Вечерами, после того как Сьюзен искупает Силию, в детскую приходила мамочка, чтобы подоткнуть одеяло. Силия называла это «мамочкиным подтыканьем» и старалась лежать очень смирно, чтобы «мамочкино подтыканье» сохранилось до утра. Но оно никогда не сохранялось.

— Ты хочешь, чтобы я оставила свет, лапушка? Или чтоб дверь была открыта?

Но Силии совсем не нужен был свет. Ей нравилась теплая убаюкивающая темнота, в которую она погружалась. Темнота казалась ей доброй.

— Да, ты не из тех, кто боится темноты, — говаривала Сьюзен. — А вот моя племянница, если оставить ее в темноте, всю душу вымотает криком.

Как давно уже решила про себя Силия, маленькая племянница Сьюзен, наверно, очень противная девчонка — и очень глупая. Как можно бояться темноты? Единственное, что может напугать, — это сны. Сны пугали потому, что в них настоящие вещи переворачивались шиворот-навыворот. Увидев во сне Стрельца и с криком проснувшись, она выскакивала из кроватки и, прекрасно разбирая дорогу в темноте, бежала по коридору к маминой комнате. Мама потом возвращалась с ней в детскую, присаживалась ненадолго рядом и говорила: «Нет никакого Стрельца, деточка. Ничего не будет с тобой — ничего не будет». Тогда Силия вновь засыпала, зная, что мамочка и вправду сделала так, что бояться теперь нечего, и через несколько минут Силия уже будет идти по долине, вдоль реки, и, собирая примулы, приговаривать: «Я и так знала, что это не железная дорога. Конечно, тут всегда была река».

Глава 2

За границей

1

Через полгода после того, как ушла няня, мамочка сообщила Силии очень волнующую новость. Они собираются ехать за границу — во Францию.

— И я тоже?

— Да, родная, и ты.

— И Сирил?

— Да.

— И Сьюзен и Раунси?

— Нет, только папа, я, Сирил и ты. Папочке нездоровится, и врач сказал, что ему на зиму надо поехать за границу — туда, где тепло.

— А во Франции тепло?

— На юге — да.

— А как там, мамочка?

— Там есть горы. Горы, а на вершинах снег.

— А откуда там снег?

— Потому что они высокие.

— Очень высокие?

Мама пыталась объяснить, как высоки горы, но Силии трудно было это себе представить.
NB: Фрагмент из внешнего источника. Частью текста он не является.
PR #243, opened 2021-08-23
[Shee Hui] iP

sheehui:
# Duke

> Someday you will be old enough to read fairytales again ~C. S. Lewis ([more](https://www.reddit.com/r/books/comments/1jiop4/what_does_the_cs_lewis_quote_some_day_you_will_be/))

Duke frees your mind of having to remember things you need to do. It's
- text-based
- easy to learn
- **super fast**

All you need to do it:
1. download it
2. run it in your local environment
3. add your tasks
4. start working towards your dreams!

It is all ***FREE***!!!! :confetti_ball: :partying_face: :tada:

Features:
- [X] Managing tasks
- [ ] Managing deadlines
- [ ] Reminders

```java
public class Main {
    }
}
```


src/main/java/duke/commands/Command.java
```diff
@@ -0,0 +1,21 @@
...
+import duke.util.Ui;
+
+/**
+ * Command class that represents each user command.
+ */
+public abstract class Command {
+    /**
+     * Executes the user's command.
+     * @param tasks Current tasklist.
+     * @param ui User interface of Duke.
```
tau-bar: I think you should include an empty line between the description and parameter section based on [this](https://se-education.org/guides/conventions/java/intermediate.html#comments).

```suggestion
     * Executes the user's command.
     * 
     * @param tasks Current tasklist.
     * @param ui User interface of Duke.
```

src/main/java/duke/tasks/Deadline.java
```diff
@@ -0,0 +1,47 @@
...
+
+/**
+ * The Deadline class that represents a task with a starting datetime.
+ */
+public class Deadline extends Task {
+
+    protected LocalDate when;
+
+    /**
+     * Constructor to create a Dedline task.
```
tau-bar:
```suggestion
     * Constructor to create a Deadline task.
```

src/main/java/duke/tasks/Event.java
```diff
@@ -0,0 +1,48 @@
...
+     * @throws UserInputError
+     */
+    public Event(String description, String when, boolean done) throws UserInputError {
+        super(description, Task.Type.EVENT, done);
+        try {
+            this.when = LocalDate.parse(when.trim());
+        } catch (DateTimeException e) {
+            throw new NoDescriptionException("Wrong datetime format");
+        }
+    }
```
tau-bar: I think that the parameter naming can be named to sound more like a boolean.
```suggestion
    public Event(String description, String when, boolean isEventDone) throws UserInputError {
        super(description, Task.Type.EVENT, isEventDone);
        try {
            this.when = LocalDate.parse(when.trim());
        } catch (DateTimeException e) {
            throw new NoDescriptionException("Wrong datetime format");
        }
    }
```

src/main/java/duke/tasks/Task.java
```diff
@@ -0,0 +1,197 @@
...
+        this.isDone = done;
+    }
+
+    /**
+     * Creates a new task according task type.
+     *
+     * @param input String containing task details.
+     * @param type The enum type of the task.
+     * @return A Task object.
+     * @throws UserInputError
```
tau-bar: I think you can put the condition when the error is thrown
i.e. ```* @throws UserInputError If ...```

src/main/java/duke/tasks/Task.java
```diff
@@ -0,0 +1,197 @@
...
+            SEPARATE,
+            done,
+            SEPARATE,
+            this.description,
+            SEPARATE
+        );
+    }
+
+    /**
+     * Return a formated icon to symbolise if task is completed.
```
tau-bar:
```suggestion
     * Return a formatted icon to symbolize if task is completed.
```

src/main/java/duke/tasks/TaskList.java
```diff
@@ -0,0 +1,80 @@
...
+    }
+
+    /**
+     * Find the number of Tasks.
+     *
+     * @return
+     */
+    public int length() {
+        return taskList.size();
+    }
```
tau-bar: I think you should put what the method returns after the ```@return``` tag.
```suggestion
    /**
     * Find the number of Tasks.
     *
     * @return The number of tasks in the task list.
     */
    public int length() {
        return taskList.size();
    }
```

src/main/java/duke/util/Parser.java
```diff
@@ -0,0 +1,158 @@
+package duke.util;
+
+import duke.Duke;
+import duke.commands.*;
```
tau-bar: I think you should explicitly state the imports as stated [here.](https://se-education.org/guides/conventions/java/intermediate.html#package-and-import-statements)

tau-bar (commented):
LGTM, however I noticed some minor coding standard violations, which I have pointed out. I'm impressed at the depth of documentation in your code, and the abstraction of each Command into their own class. Good job! 👍🏽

Она знала Вудбери-Бикон. Чтобы подняться на самый верх, надо полчаса. Но Вудбери-Бикон и горой-то вряд ли считается.

Было от чего прийти в восторг — в особенности от дорожного несессера. От настоящего, ее собственного дорожного несессера из темно-зеленой кожи. Внутри были флакончики и отделения для расчески и для одежной щетки, и были еще дорожные часы и даже маленькая дорожная чернильница!

Никогда еще, думала Силия, не было у нее такой красивой собственной вещи.

Поездка была чрезвычайно увлекательной, — главное, переезжали через Ла-Манш! Мама пошла прилечь в каюту, и Силия осталась на палубе с отцом, отчего казалась сама себе очень взрослой и значительной.

Франция, когда они ее увидели, немножко разочаровала. Она выглядела как любое другое место. Но носильщики в синих форменных мундирах, говорившие по-французски, вызывали восторг, как и поезд, в который они сели, — потешный такой поезд с высокими вагонами. Им предстояло и спать в нем, и это тоже привело Силию в восторг.

Одно купе отвели ей и маме, а соседнее — папе и Сирилу.